GM Oracle, o como escribir una historia con cartas

Como ya habréis visto en Instagram, durante los últimos días he ido publicando algunas entradas sobre Fatum y GM Oracle, centrándome en su utilidad para crear personajes e historias.

El mecanismo es bastante sencillo: las cartas se disponen siguiendo una estructura concreta y, a partir de ahí, se van revelando elementos como el protagonista, la situación inicial, la meta, el antagonista o la recompensa.

Cada carta incorpora además una serie de preguntas y conceptos que ayudan a profundizar en la escena y a añadir detalles que enriquecen la narración.

Pero GM Oracle no se queda únicamente en la creación de historias.

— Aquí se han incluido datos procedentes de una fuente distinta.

PR #1939, opened 2017-12-21
Add documentation - rewards in hf19

joticajulian:
The reward system is a part of Steem that is changed constantly every hardfork. If you find a post explaining the details be careful because maybe the post is from last year and therefore obsolete. How to deal with that? we need more documentation on the github repository explaining the details of every change. This work consist in a pull request explaining the reward system for authors and curators in HF19.

### DIFF
--- a/doc/rewards-hf19.md
+++ b/doc/rewards-hf19.md
@@ -1,0 +1,121 @@
+# Introduction
+
+In this document we show the calculations used in the reward system for authors and curators in Hard Fork 0.19.
+
+# Voting power
+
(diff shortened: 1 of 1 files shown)


mvandeberg:
Thank you for putting in the work to document the rewards mechanism present in Steem.

We actually have a public repo for the [Steem Whitepaper](https://github.com/steemit/whitepaper) and want to keep it up to date. If you find inaccuracies there or see topics that need further explanation, you are more than welcome to make PR against that repo directly.

PR #1942, opened 2017-12-22
Add test to check order matching

### LINKED ISSUE #1885: Market order matching doesn't always start at top of book

mvandeberg:
Closes #1885 
Internal PR for #1908


theoreticalbts:
Looks good to me, it tests the condition I was worried about

PR #1955, opened 2017-12-28
BIP-0062 Signature Canonization

### LINKED ISSUE #1944: "Canonical" transaction signatures
To address the [well-known signature-based transaction malleability problem](https://en.bitcoin.it/wiki/Transaction_malleability), steemd enforces the use of "canonical" ECDSA signatures. But the algorithm steemd uses is unexplained, is not the same as the one described in BIP-0062, and does not to my knowledge correspond to any generally accepted principle of elliptic curve cryptography.

**The desired outcome of this issue is that the algorithm steemd uses should be explained in such a way that anyone with a good working knowledge of ECDSA can understand it.**

To recap some basic principles:

"Transaction malleability" refers generally to the ability to alter the semantic content of a transaction without altering its signature.

ECDSA signatures are intrinsically malleable in the sense that for any valid elliptic curve signature `(r, s)` of a message hash `m`, the signature `(r, -s (mod N))` is also valid, where N is the order of the base point `G` of the curve. "Valid" here means that the ECDSA signature validation algorithm will confirm that both `(r, s)` and `(r, -s (mod N))` are valid signatures of the hash `m` for the public key that produced `s`.

This property can be exploited for replay attacks, in which one transaction, identified by the hash of its contents, is submitted twice with the two different signatures.

[BIP-0062 proposed](https://github.com/bitcoin/bips/blob/master/bip-0062.mediawiki#Low_S_values_in_signatures) to address the intrinsic malleability of signatures by enforcing that only signatures for which the invariant `s < (N/2)` holds are valid signatures. This prevents the attack described above.

There is additionally the concern that that for any valid signature `(r, s)` of a message hash `m`, there are four separate public keys (i.e., points on the elliptic curve) that could have generated S. Although it is mathematically intractable for an attacker to generate a private key corresponding to the three other public keys, it is desirable for authentication purposes to deterministically identify which public key was, in fact, used to generate a signature.

Deterministic public key recovery is addressed by addition of a recovery parameter, which by the Bitcoin standard is a single byte in which the two least significant bits are used to identify the one of the four public keys that actually signed the message. Therefore the length of the "recoverable" signature in its most compact representation is 65 bytes: the recovery parameter (1 byte), `r` expressed as a 256-bit number (32 bytes), and `s` expressed as a 256-bit number (32 bytes).

Now to turn to steemd: the way steemd defines signature canonicity is via [this code in fc](https://github.com/steemit/fc/blob/c009d2d8332a3ce9936c00deb6f4629555f26fad/src/crypto/elliptic_common.cpp#L171):

```c++
    bool public_key::is_canonical( const compact_signature& c ) {
        return !(c.data[1] & 0x80)
               && !(c.data[1] == 0 && !(c.data[2] & 0x80))
               && !(c.data[33] & 0x80)
               && !(c.data[33] == 0 && !(c.data[34] & 0x80));
    }
```

`compact_signature` [is defined here](https://github.com/steemit/fc/blob/c009d2d8332a3ce9936c00deb6f4629555f26fad/include/fc/crypto/elliptic.hpp#L25):
```c++
typedef fc::array<unsigned char,65> compact_signature;
```

There is no further documentation of `compact_signature` but it seems clear from its usage that this is a Bitcoin-type compressed 65-byte signature of the format I described above. Therefore the conditional expression in this code could be described by the following pseudocode:
```
procedure is_signature_canonical(signature):
  if signature.r is less than 2^255 and
    signature.r is less than 2^246 and
    signature.s is less than 2^255 and
    signature.s is less than 2^246:
    return true
  else:
    return false
```

The following flaws become immediately apparent:
1. The first and third conditionals are redundant. If `c.data[1]` and `c.data[33]` have bit 0x80 set, they obviously cannot be equal to zero.
2. The value of `r` is checked. This to my knowledge has no basis in the literature.
3. The check is incorrect from the perspective of BIP-0062, which says `The value S in signatures must be between 0x1 and 0x7FFFFFFF FFFFFFFF FFFFFFFF FFFFFFFF 5D576E73 57A4501D DFE92F46 681B20A0 (inclusive).` (the long value is simply the hexadecimal value of `N/2`)

**I would like to get answers to the following three questions:**
1. What is the meaning of `canonical` in the context of this function? Is it intended to refer to BIP-0062?
2. Why is the value of `r` checked?
3. How was the value 2^246 selected, and what does it signify?

I further propose that in the interest of simplicity the function `is_canonical` be rewritten as follows:
```c++
    bool public_key::is_canonical( const compact_signature& c ) {
        return c.data[1] == 0 && 
              c.data[2] & 0x80))
               && !(c.data[33] & 0x80)
               && !(c.data[33] == 0 && !(c.data[34] & 0x80));
    }
```

mvandeberg:
Closes #1944

steemit/fc#34 needs to be merged first.

Merge conflict is due to `fc` and will be fixed when the above PR is merged.


sneak:
Please get external review before merge.

mvandeberg:
Replaced by #2500

PR #1970, opened 2018-01-08
Add tag stats update skip flag

### LINKED ISSUE #1965: Tags "Optimization" is causing Steemd launch timeout
In #1612, I implemented two optimizations to the tags plugin.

También incluye herramientas para el Narrador —o Dungeon Master— como encuentros aleatorios, tesoros, trampas y otros recursos pensados para facilitar la improvisación. Es especialmente útil cuando la partida llega a un punto para el que no teníamos nada preparado o, simplemente, cuando la inspiración decide abandonarnos. Una sencilla tirada de cartas puede ser suficiente para que la historia vuelva a ponerse en marcha.

¿Qué aporta GM Oracle a una partida?

Una de las cosas más interesantes de GM Oracle es que no obliga a utilizarlo únicamente para preparar una aventura desde cero. También puede entrar en juego en mitad de una sesión, cuando los jugadores toman una dirección inesperada o cuando el Narrador necesita una respuesta rápida para algo que no tenía preparado.

Una tirada puede servir para decidir qué hay detrás de una puerta, qué clase de enemigo aparece, qué quiere realmente un PNJ, qué recompensa espera al grupo o incluso qué giro puede complicar una escena que parecía sencilla. En lugar de detener la partida para pensar durante varios minutos, las cartas ofrecen una serie de ideas sobre las que improvisar.

Esto también lo hace especialmente interesante para el juego en solitario. Cuando no hay Narrador, cualquier herramienta que introduzca incertidumbre y obligue al jugador a reaccionar ante algo que no había previsto ayuda a que la historia no termine convirtiéndose simplemente en aquello que uno quería que sucediera desde el principio.

Si tomamos como referencia las tiradas que hicimos en Instagram para crear al personaje y posteriormente su historia, la lectura resultante podría ser esta:

Zahir llega a Qadira, una ciudad hermosa y corrupta donde una fiebre sin nombre vacía los barrios pobres mientras los poderosos siguen celebrando banquetes. Allí busca a Nayra de los Velos, una bailarina, ladrona y espía tan ágil como escurridiza, que ha robado —o recuperado— una extraña pócima llamada Sangre de Azafrán. Diluida puede aliviar la enfermedad que azota la ciudad; en estado puro, se convierte en un veneno mortal.

La búsqueda de Nayra llevará a Zahir hasta un taller de alquimista, un cadáver reciente y el regreso de Kharad, un bárbaro del desierto que guarda una vieja deuda con él. Entre magia, acero, veneno y una atracción difícil de ignorar, Zahir tendrá que decidir qué hacer con una cura capaz de salvar vidas… o acabar con ellas.

Como puede verse, con unas pocas cartas ya tenemos una semilla bastante sólida para construir un relato, preparar una partida o ampliar el trasfondo del personaje introduciendo nuevos lugares, enemigos y relaciones.

Y eso es precisamente lo interesante de GM Oracle: no escribe la historia por nosotros, sino que nos da suficientes piezas para empezar a imaginarla.

De unas cartas a una historia

Lo interesante de esta tirada es que GM Oracle no nos ha dado un argumento completo. Nos ha proporcionado unas piezas.

Tenemos un protagonista ya definido, una situación marcada por la decadencia y la corrupción, una meta relacionada con el romance, un enemigo procedente del desierto y una recompensa ligada a la alquimia, la medicina o el veneno.

A partir de ahí empiezan las decisiones.

¿Dónde ocurre la historia? ¿Quién es esa persona ágil que busca Zahir? ¿Por qué el bárbaro quiere detenerlo? ¿La pócima es realmente una recompensa o puede convertirse en el centro del conflicto?

En nuestro caso, esas preguntas terminaron dando forma a Qadira, Nayra de los Velos, Kharad y la Sangre de Azafrán. Otra persona podría haber utilizado exactamente las mismas cartas y haber obtenido una historia completamente distinta.

Y creo que ahí está una de las mayores virtudes de GM Oracle: las cartas no sustituyen la imaginación, la provocan.